Task instructions:
Copy all the lines of the data that include the word "guest".
** Dataset content follows **
PR #594, opened 2021-07-05
Sdv2022

irudakov77:
Preparation steps for generating DVLs for System class devices required by  WHQL for Windows 2022. Run SDV, cleanup, additional build scripts, no integration with CodeQL yet.

### DIFF
--- a/Balloon/sys/cleanAll.bat
+++ b/Balloon/sys/cleanAll.bat
@@ -2,5 +2,13 @@
 
 for /d %%x in (objfre_*) do rmdir /S /Q %%x
 for /d %%x in (objchk_*) do rmdir /S /Q %%x
+rmdir /S /Q .\sdv
+rmdir /S /Q .\sdv.temp
 
 del /F *.log *.wrn *.err
+
+del *.dvl.xml
+del sdv-map.h
+del sdv-user.sdv
+del SDV-default.xml
+
--- a/Balloon/sys/cleanAll.bat
+++ b/Balloon/sys/cleanAll.bat
@@ -8,6 +8,7 @@ rmdir /S /Q .\sdv.temp
 del /F *.log *.wrn *.err
 
 del *.dvl.xml
+del *.dvl-compat.xml
 del sdv-map.h
 del sdv-user.sdv
 del SDV-default.xml
--- a/buildAll.bat
+++ b/buildAll.bat
@@ -11,8 +11,25 @@ call tools\build.bat vioscsi\vioscsi.vcxproj "Win8_SDV Win10_SDV" %*
 if errorlevel 1 goto :fail
 call tools\build.bat viostor\viostor.vcxproj "Win8_SDV Win10_SDV" %*
 if errorlevel 1 goto :fail
+if "%VIRTIO_WIN_SDV_2022%"=="" goto :nosdv2022
+call tools\build.bat Balloon\sys\balloon.vcxproj "Win10_SDV" %*
+if errorlevel 1 goto :fail
+call tools\build.bat fwcfg64\fwcfg.vcxproj "Win10_SDV" %*
+if errorlevel 1 goto :fail
 call tools\build.bat ivshmem\ivshmem.vcxproj "Win10_SDV" %*
 if errorlevel 1 goto :fail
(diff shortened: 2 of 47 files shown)


buildAll.bat
```diff
@@ -11,8 +11,25 @@ call tools\build.bat vioscsi\vioscsi.vcxproj "Win8_SDV Win10_SDV" %*
 if errorlevel 1 goto :fail
 call tools\build.bat viostor\viostor.vcxproj "Win8_SDV Win10_SDV" %*
 if errorlevel 1 goto :fail
+if "%VIRTIO_WIN_SDV_2022%"=="" goto :nosdv2022
```
kostyanf14, line 14: I think buildAll.bat should always run SDV tests. 
@YanVugenfirer what do you think?

Balloon/sys/cleanAll.bat
```diff
@@ -2,5 +2,13 @@
 
 for /d %%x in (objfre_*) do rmdir /S /Q %%x
 for /d %%x in (objchk_*) do rmdir /S /Q %%x
+rmdir /S /Q .\sdv
+rmdir /S /Q .\sdv.temp
 
 del /F *.log *.wrn *.err
+
+del *.dvl.xml
```
kostyanf14, line 10: Please also remove *.dvl-compat.xml. We create *.dvl-compat.xml for compatibility with Windows 8.

kostyanf14 (commented):
In general LGTM

kostyanf14:
All other CI tests canceled.

Balloon/sys/cleanAll.bat
irudakov77: Done

buildAll.bat
YanVugenfirer: > I think buildAll.bat should always run SDV tests.
> @YanVugenfirer what do you think?

I am not sure yet.
Depending on if we want to break the build into two steps or not.
For now, I would prefer to keep it as it is in the patch.

kostyanf14: VIRTIO_WIN_SDV_2022 variable looks very specifically. We also will run all SDV for Windows 11. Maybe better to use VIRTIO_WIN_ALL_SDV or something like this?

buildAll.bat
```diff
@@ -11,8 +11,25 @@ call tools\build.bat vioscsi\vioscsi.vcxproj "Win8_SDV Win10_SDV" %*
...
+call tools\build.bat pvpanic\pvpanic\pvpanic.vcxproj "Win10_SDV" %*
+if errorlevel 1 goto :fail
+call tools\build.bat viocrypt\sys\viocrypt.vcxproj "Win10_SDV" %*
+if errorlevel 1 goto :fail
+call tools\build.bat viorng\viorng\viorng.vcxproj "Win10_SDV" %*
+if errorlevel 1 goto :fail
+call tools\build.bat vioserial\sys\vioser.vcxproj "Win10_SDV" %*
+if errorlevel 1 goto :fail
+call tools\build.bat viosock\sys\viosock.vcxproj "Win10_SDV" %*
+if errorlevel 1 goto :fail
```
kostyanf14, line 30: There are missing 3 drivers: viogpu, vioinput and viofs

```
call tools\build.bat viogpu\viogpudo\viogpudo.vcxproj "Win10_SDV" %*
if errorlevel 1 goto :fail
call tools\build.bat vioinput\sys\vioinput.vcxproj "Win10_SDV" %*
if errorlevel 1 goto :fail
call tools\build.bat viofs\pci\viofs.vcxproj "Win10_SDV" %*
if errorlevel 1 goto :fail
```

buildAll.bat
irudakov77: The first idea was to enable SDV only for drivers that really need to have valid DVL to pass Win2022 Static Logo Test. Because the static analysis takes quite a long time, and here, at Virtuozzo, we found that DVL for the Display class drivers, for example, is still not required. But if all decide that now we will always run SDV for each driver, then it is reasonable to use VIRTIO_WIN_ALL_SDV.

buildAll.bat
irudakov77: Only viofs is really missing, the rest are skipped for the reason, mentioned above.:)

YanVugenfirer: @kostyanf14 we can add it in the next PR.

PR #596, opened 2021-07-07
vioscsi: Increasing max phys breaks to 512

irudakov77:
The maximum block size has been increased to 512 pages and is now the same as Viostor's maximum block size. This can give io performance gains of up to 30% on fast storage. Dynamic memory allocation for sglist has been removed because the SRB extension now has enough pre-allocated space to hold the complete sglist. In addition, there was a bug in this code that led to unnecessary allocation and copying for requests of MAX_PHYS_SEGMENTS size, which also reduced performance.
We found that in some cases Vioscsi is up to 4 times slower than Viostore, setting the same number of max physical breaks (512) reduces this difference up to 2,5 times. :)
PS: Several months ago, @vrozenfe kindly suggested increasing the number of physical breaks to 512, but then it seemed unnecessary.

### DIFF
--- a/vioscsi/helper.c
+++ b/vioscsi/helper.c
@@ -209,7 +209,6 @@ ENTER_FN();
 
     srbExt->psgl = srbExt->vio_sg;
     srbExt->pdesc = srbExt->desc_alias;
-    srbExt->allocated = 0;
     sgElement = 0;
     srbExt->psgl[sgElement].physAddr = StorPortGetPhysicalAddress(DeviceExtension, NULL, &cmd->req.tmf, &fragLen);
     srbExt->psgl[sgElement].length   = sizeof(cmd->req.tmf);
--- a/vioscsi/vioscsi.c
+++ b/vioscsi/vioscsi.c
@@ -331,7 +331,7 @@ BOOLEAN VioScsiReadRegistry(
            sizeof(ULONG));
     adaptExt->max_physical_breaks = min(
                                         max(SCSI_MINIMUM_PHYSICAL_BREAKS, adaptExt->max_physical_breaks),
-                                        SCSI_MAXIMUM_PHYSICAL_BREAKS);
+                                        MAX_PHYS_SEGMENTS);
 
     StorPortFreeRegistryBuffer(DeviceExtension, pBuf );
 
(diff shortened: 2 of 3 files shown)


vrozenfe:
Thanks, @irudakov77 

This is the right direction. We needed to to do it long time ago.

However several things seems to be missed.

We do know that 512 + 1 physical breaks works fine on Win 10 ( and this is what MSFT seems to be using in their nvme driver)
_NVMeHwFindAdapter@24:
......
  00011B12: E8 B5 F5 FF FF     call        
_GetControllerMaxTransferSize@4
  00011B17: 89 46 18           mov         dword ptr [esi+18h],eax
  00011B1A: 6A 20              push        20h
  00011B1C: 58                 pop         eax
  00011B1D: C7 46 1C 01 02 00  mov         dword ptr [esi+1Ch],201h  <--PhysicalBreaks

But we have no idea if the same limit can be used on pre-Win10 systems. 
Did  you managed to check 512 physical breaks on Win8/8.1 and WS2012/(R2) systems?

Second, if you want to get rid of the dynamic allocation in vioscsi driver code entirely and make it equal with viostor on this matter,
then all the relevant code needs to be cleaned out , including

https://github.com/virtio-win/kvm-guest-drivers-windows/blob/master/vioscsi/vioscsi.h#L245

and the following block
https://github.com/virtio-win/kvm-guest-drivers-windows/blob/master/vioscsi/vioscsi.c#L1628
.....
https://github.com/virtio-win/kvm-guest-drivers-windows/blob/master/vioscsi/vioscsi.c#L1637

Cheers,
Vadim.

irudakov77:
Hello, Vadim.

> But we have no idea if the same limit can be used on pre-Win10 systems.
> Did you managed to check 512 physical breaks on Win8/8.1 and WS2012/(R2) systems?
I'm on the way, give me a day pls. But viostor easily uses this value for all OS greater than win7, why shouldn't vioscsi work fine too?:)

Regards,
Ilya

vrozenfe:
Hi Ilya,
  But viostor easily uses this value for all OS greater than win7, why shouldn't vioscsi work fine too?:)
** End of Dataset content **
Written response:
https://github.com/virtio-win/kvm-guest-drivers-windows/blob/master/vioscsi/vioscsi.h#L245
https://github.com/virtio-win/kvm-guest-drivers-windows/blob/master/vioscsi/vioscsi.c#L1628
https://github.com/virtio-win/kvm-guest-drivers-windows/blob/master/vioscsi/vioscsi.c#L1637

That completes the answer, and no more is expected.